*What you should do*: Print every entry again, precisely as written.

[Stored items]
━━━━━━━━━━

PR #661, opened 2025-03-07
Add pytest mark to integration tests requiring download

JessicaS11:
We have several open PRs, issues, and conversations around icepyx testing (e.g. #617). Historically, tests were divided as "requiring an EDL login" and "not requiring an EDL login", which was designed to limit requests to NSIDC and subsequent downloads (per their request), especially by CI. These categories loosely, but not completely, aligned with "integration" and "unit" tests. In #609 (and a few related PRs around that time), the tests were renamed to unit and integration but not refactored to reflect the need for limiting how often download tests were run (i.e. not for every commit to a PR).

This PR creates a custom [pytest mark](https://docs.pytest.org/en/stable/how-to/mark.html) `downloads_data` and uses it to flag test functions that require a data download. This way, integration tests can be run on PRs without downloading any data.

━━━━━━━━━━

*Response to the exercise*:
PR #661, opened 2025-03-07
Add pytest mark to integration tests requiring download

JessicaS11:
We have several open PRs, issues, and conversations around icepyx testing (e.g. #617). Historically, tests were divided as "requiring an EDL login" and "not requiring an EDL login", which was designed to limit requests to NSIDC and subsequent downloads (per their request), especially by CI. These categories loosely, but not completely, aligned with "integration" and "unit" tests. In #609 (and a few related PRs around that time), the tests were renamed to unit and integration but not refactored to reflect the need for limiting how often download tests were run (i.e. not for every commit to a PR).

This PR creates a custom [pytest mark](https://docs.pytest.org/en/stable/how-to/mark.html) `downloads_data` and uses it to flag test functions that require a data download. This way, integration tests can be run on PRs without downloading any data.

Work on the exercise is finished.